(EXTRACTED ENTRIES)
PR #858, opened 2021-05-17
Keep external link icon and text on the same row

apeltola:


mikkopiu (commented):
@apeltola Where is this currently broken? Didn't manage to find an example case.

apeltola:
> 
> 
> @apeltola Where is this currently broken? Didn't manage to find an example case.
> EDIT: Before / after screenshots would be nice (unless I'm missing something totally obvious).

The problem occurred in Tampere customization

Before:
image

After:
image

mikkopiu (approved):

PR #861, opened 2021-05-17
Add font weight configurations to theme

patari:
#### Summary

treVaka design requires slightly different font weights for headings. This adds support for it.


akheron:
I think a much cleaner solution would be to make the typography options required, and add the "default values" to the Espoo theme.

patari:
Done.

akheron (approved):

PR #863, opened 2021-05-18
Make CI fail on lint warnings

reynders:

### DIFF
--- a/.circleci/config.yml
+++ b/.circleci/config.yml
@@ -666,7 +666,7 @@ jobs:
             - frontend/node_modules
       - run:
           working_directory: *workspace_frontend
-          command: yarn lint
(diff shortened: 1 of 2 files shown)


.circleci/config.yml
```diff
@@ -666,7 +666,7 @@ jobs:
             - frontend/node_modules
       - run:
           working_directory: *workspace_frontend
-          command: yarn lint
+          command: yarn lint-strict
```
mikkopiu, line 669: You can actually just do:
```suggestion
          command: yarn lint --max-warnings 0
```

as ESLint parses options even after the target files list but either way is fine with me.

mikkopiu (approved):
See comments

PR #877, opened 2021-05-19
EVAKA-4176 occupancy calculation fixes

jaahon:
#### Summary

* Count planned absence as an absence in occupancy calculations
* Use half even rounding for consistency with the old implementation

### DIFF
--- a/service/src/main/kotlin/fi/espoo/evaka/occupancy/Occupancy.kt
+++ b/service/src/main/kotlin/fi/espoo/evaka/occupancy/Occupancy.kt
@@ -5,6 +5,8 @@
 package fi.espoo.evaka.occupancy
 
 import fi.espoo.evaka.daycare.service.AbsenceType
+import fi.espoo.evaka.daycare.service.CareType
+import fi.espoo.evaka.daycare.service.getAbsenceCareTypes
 import fi.espoo.evaka.placement.PlacementType
 import fi.espoo.evaka.shared.db.Database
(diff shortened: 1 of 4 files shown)


Joosakur (approved):

service/src/main/kotlin/fi/espoo/evaka/occupancy/Occupancy.kt
```diff
@@ -750,10 +752,10 @@ WHERE sn.placement_id = ANY(:placementIds)
 
     val absences =
         if (type == OccupancyType.REALIZED)
-            this.createQuery("SELECT child_id, date FROM absence WHERE child_id = ANY(:childIds) AND :period @> date AND NOT absence_type = ANY(:nonAbsences)")
+            this.createQuery("SELECT child_id, date, care_type FROM absence WHERE child_id = ANY(:childIds) AND :period @> date AND NOT absence_type = :presence")
                 .bind("childIds", childIds)
                 .bind("period", period)
-                .bind("nonAbsences", AbsenceType.nonAbsences.toTypedArray())
```
Joosakur, line 756: don't know if some renaming would help here, `financeNonAbsences`? 🤷‍♂️

jaahon: Maybe, but since it's not currently used anyway, I just wanted to delete it. I'll let the absences rewrite solve it.

PR #878, opened 2021-05-19
Add new combobox based on downshift library

Gekkio:
#### Summary

Combobox = input field + dropdown combo for selecting *one* thing. Let's handle multi select and other use cases separately

* implement `Combobox` with downshift `useCombobox` hook
* replace poorly typed react-select component in unit ACL editor
* apply correct colors from theme


akheron:
The new combobox looks a bit different than the old one:

OLD:
Näyttökuva 2021-5-20 kello 8 34 19

NEW:
Näyttökuva 2021-5-20 kello 8 36 02

Not sure about the rounded corners, but I think at least the dropdown should match the width of the input, and the highlighted item should have a light blue background.

Gekkio:
It's *mostly* intentional, because the old component just used react-select default styles and didn't follow our style conventions. But I think you're right about the menu width and the highlight color!

reynders (approved):

PR #1631, opened 2021-11-09
Use design system margins

kimifoud:
#### Summary

Add missing 40px "XL" margin between 32 and 48. New X5L is now 120px.
All current margins of XL and above are now slightly narrower, but seemed to be good all around.

### DIFF
--- a/frontend/src/citizen-frontend/map/UnitListItem.tsx
+++ b/frontend/src/citizen-frontend/map/UnitListItem.tsx
@@ -55,7 +55,7 @@ const Wrapper = styled.div`
 
   &:after {
     content: '';
-    width: calc(100% - ${dM.XXL});
+    width: calc(100% - ${dM.X3L});
     background: ${colors.greyscale.lighter};
     height: 1px;
     display: block;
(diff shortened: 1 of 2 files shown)


reynders (approved):

jaahon (commented):
Every place that uses margins larger than `L` is going to have different margins now. Is that intended?

Edit: never mind, I should read before I comment 😂

kimifoud:
> Every place that uses margins larger than L is going to have different margins now. Is that intended?
> Edit: never mind, I should read before I comment 😂

The change from `48px` to `40px` looked good to me in all places that I checked. It was mainly used in `Gap`s and `FixedSpaceColumn` spacing.

Same goes for `64px` to `48px` change. The previous 64 pixel `XXL` spacing was only used on a couple of employee pages and the `BaseModal`. The thinner margin looks better imo.

I couldn't find any broken layouts after this change.

jaahon:
> > Every place that uses margins larger than L is going to have different margins now. Is that intended?
> > Edit: never mind, I should read before I comment 😂
> 
> The change from `48px` to `40px` looked good to me in all places that I checked. It was mainly used in `Gap`s and `FixedSpaceColumn` spacing.
> 
> Same goes for `64px` to `48px` change. The previous 64 pixel `XXL` spacing was only used on a couple of employee pages and the `BaseModal`. The thinner margin looks better imo.
> 
> I couldn't find any broken layouts after this change.

Alright :shipit:

PR #1633, opened 2021-11-09
Show partner name in invoicing decision information

reynders:
#### Summary
- If fee decision has partner set, and all the children in the decision are both parents' children, show the partner in details UI and .pdf
- If voucher value decision has partner set, and child in the decision is both parent's child, show the partner in details UI and .pdf
Screenshot 2021-11-12 at 11 56 38


frontend/src/employee-frontend/components/voucher-value-decision/VoucherValueDecisionHeading.tsx
```diff
@@ -100,6 +102,18 @@ export default React.memo(function VoucherValueDecisionHeading({
               </Link>
             )
           },
+          ...(partner
```
jaahon, line 105: This should also have the `partner && isElementaryFamily` check.

jaahon (commented):
I think moving the `isElementaryFamily` check closer to the actual database query would be a good idea. I feel like now it's too easy to forget.

jaahon (approved):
(End EXTRACTED ENTRIES)
PROBLEM REQUIREMENTS
Every entry must be set down again exactly as it reads.

ANSWER TO THIS PROBLEM
PR #858, opened 2021-05-17
Keep external link icon and text on the same row

apeltola:


mikkopiu (commented):
@apeltola Where is this currently broken? Didn't manage to find an example case.

apeltola:
> 
> 
> @apeltola Where is this currently broken? Didn't manage to find an example case.
> EDIT: Before / after screenshots would be nice (unless I'm missing something totally obvious).

The problem occurred in Tampere customization

Before:
image

After:
image

mikkopiu (approved):

PR #861, opened 2021-05-17
Add font weight configurations to theme

patari:
#### Summary

treVaka design requires slightly different font weights for headings. This adds support for it.


akheron:
I think a much cleaner solution would be to make the typography options required, and add the "default values" to the Espoo theme.

patari:
Done.

akheron (approved):

PR #863, opened 2021-05-18
Make CI fail on lint warnings

reynders:

### DIFF
--- a/.circleci/config.yml
+++ b/.circleci/config.yml
@@ -666,7 +666,7 @@ jobs:
             - frontend/node_modules
       - run:
           working_directory: *workspace_frontend
-          command: yarn lint
(diff shortened: 1 of 2 files shown)


.circleci/config.yml
```diff
@@ -666,7 +666,7 @@ jobs:
             - frontend/node_modules
       - run:
           working_directory: *workspace_frontend
-          command: yarn lint
+          command: yarn lint-strict
```
mikkopiu, line 669: You can actually just do:
```suggestion
          command: yarn lint --max-warnings 0
```

as ESLint parses options even after the target files list but either way is fine with me.

mikkopiu (approved):
See comments

PR #877, opened 2021-05-19
EVAKA-4176 occupancy calculation fixes

jaahon:
#### Summary

* Count planned absence as an absence in occupancy calculations
* Use half even rounding for consistency with the old implementation

### DIFF
--- a/service/src/main/kotlin/fi/espoo/evaka/occupancy/Occupancy.kt
+++ b/service/src/main/kotlin/fi/espoo/evaka/occupancy/Occupancy.kt
@@ -5,6 +5,8 @@
 package fi.espoo.evaka.occupancy
 
 import fi.espoo.evaka.daycare.service.AbsenceType
+import fi.espoo.evaka.daycare.service.CareType
+import fi.espoo.evaka.daycare.service.getAbsenceCareTypes
 import fi.espoo.evaka.placement.PlacementType
 import fi.espoo.evaka.shared.db.Database
(diff shortened: 1 of 4 files shown)


Joosakur (approved):

service/src/main/kotlin/fi/espoo/evaka/occupancy/Occupancy.kt
```diff
@@ -750,10 +752,10 @@ WHERE sn.placement_id = ANY(:placementIds)
 
     val absences =
         if (type == OccupancyType.REALIZED)
-            this.createQuery("SELECT child_id, date FROM absence WHERE child_id = ANY(:childIds) AND :period @> date AND NOT absence_type = ANY(:nonAbsences)")
+            this.createQuery("SELECT child_id, date, care_type FROM absence WHERE child_id = ANY(:childIds) AND :period @> date AND NOT absence_type = :presence")
                 .bind("childIds", childIds)
                 .bind("period", period)
-                .bind("nonAbsences", AbsenceType.nonAbsences.toTypedArray())
```
Joosakur, line 756: don't know if some renaming would help here, `financeNonAbsences`? 🤷‍♂️

jaahon: Maybe, but since it's not currently used anyway, I just wanted to delete it. I'll let the absences rewrite solve it.

PR #878, opened 2021-05-19
Add new combobox based on downshift library

Gekkio:
#### Summary

Combobox = input field + dropdown combo for selecting *one* thing. Let's handle multi select and other use cases separately

* implement `Combobox` with downshift `useCombobox` hook
* replace poorly typed react-select component in unit ACL editor
* apply correct colors from theme


akheron:
The new combobox looks a bit different than the old one:

OLD:
Näyttökuva 2021-5-20 kello 8 34 19

NEW:
Näyttökuva 2021-5-20 kello 8 36 02

Not sure about the rounded corners, but I think at least the dropdown should match the width of the input, and the highlighted item should have a light blue background.

Gekkio:
It's *mostly* intentional, because the old component just used react-select default styles and didn't follow our style conventions. But I think you're right about the menu width and the highlight color!

reynders (approved):

PR #1631, opened 2021-11-09
Use design system margins

kimifoud:
#### Summary

Add missing 40px "XL" margin between 32 and 48. New X5L is now 120px.
All current margins of XL and above are now slightly narrower, but seemed to be good all around.

### DIFF
--- a/frontend/src/citizen-frontend/map/UnitListItem.tsx
+++ b/frontend/src/citizen-frontend/map/UnitListItem.tsx
@@ -55,7 +55,7 @@ const Wrapper = styled.div`
 
   &:after {
     content: '';
-    width: calc(100% - ${dM.XXL});
+    width: calc(100% - ${dM.X3L});
     background: ${colors.greyscale.lighter};
     height: 1px;
     display: block;
(diff shortened: 1 of 2 files shown)


reynders (approved):

jaahon (commented):
Every place that uses margins larger than `L` is going to have different margins now. Is that intended?

Edit: never mind, I should read before I comment 😂

kimifoud:
> Every place that uses margins larger than L is going to have different margins now. Is that intended?
> Edit: never mind, I should read before I comment 😂

The change from `48px` to `40px` looked good to me in all places that I checked. It was mainly used in `Gap`s and `FixedSpaceColumn` spacing.

Same goes for `64px` to `48px` change. The previous 64 pixel `XXL` spacing was only used on a couple of employee pages and the `BaseModal`. The thinner margin looks better imo.

I couldn't find any broken layouts after this change.

jaahon:
> > Every place that uses margins larger than L is going to have different margins now. Is that intended?
> > Edit: never mind, I should read before I comment 😂
> 
> The change from `48px` to `40px` looked good to me in all places that I checked. It was mainly used in `Gap`s and `FixedSpaceColumn` spacing.
> 
> Same goes for `64px` to `48px` change. The previous 64 pixel `XXL` spacing was only used on a couple of employee pages and the `BaseModal`. The thinner margin looks better imo.
> 
> I couldn't find any broken layouts after this change.

Alright :shipit:

PR #1633, opened 2021-11-09
Show partner name in invoicing decision information

reynders:
#### Summary
- If fee decision has partner set, and all the children in the decision are both parents' children, show the partner in details UI and .pdf
- If voucher value decision has partner set, and child in the decision is both parent's child, show the partner in details UI and .pdf
Screenshot 2021-11-12 at 11 56 38


frontend/src/employee-frontend/components/voucher-value-decision/VoucherValueDecisionHeading.tsx
```diff
@@ -100,6 +102,18 @@ export default React.memo(function VoucherValueDecisionHeading({
               </Link>
             )
           },
+          ...(partner
```
jaahon, line 105: This should also have the `partner && isElementaryFamily` check.

jaahon (commented):
I think moving the `isElementaryFamily` check closer to the actual database query would be a good idea. I feel like now it's too easy to forget.

jaahon (approved):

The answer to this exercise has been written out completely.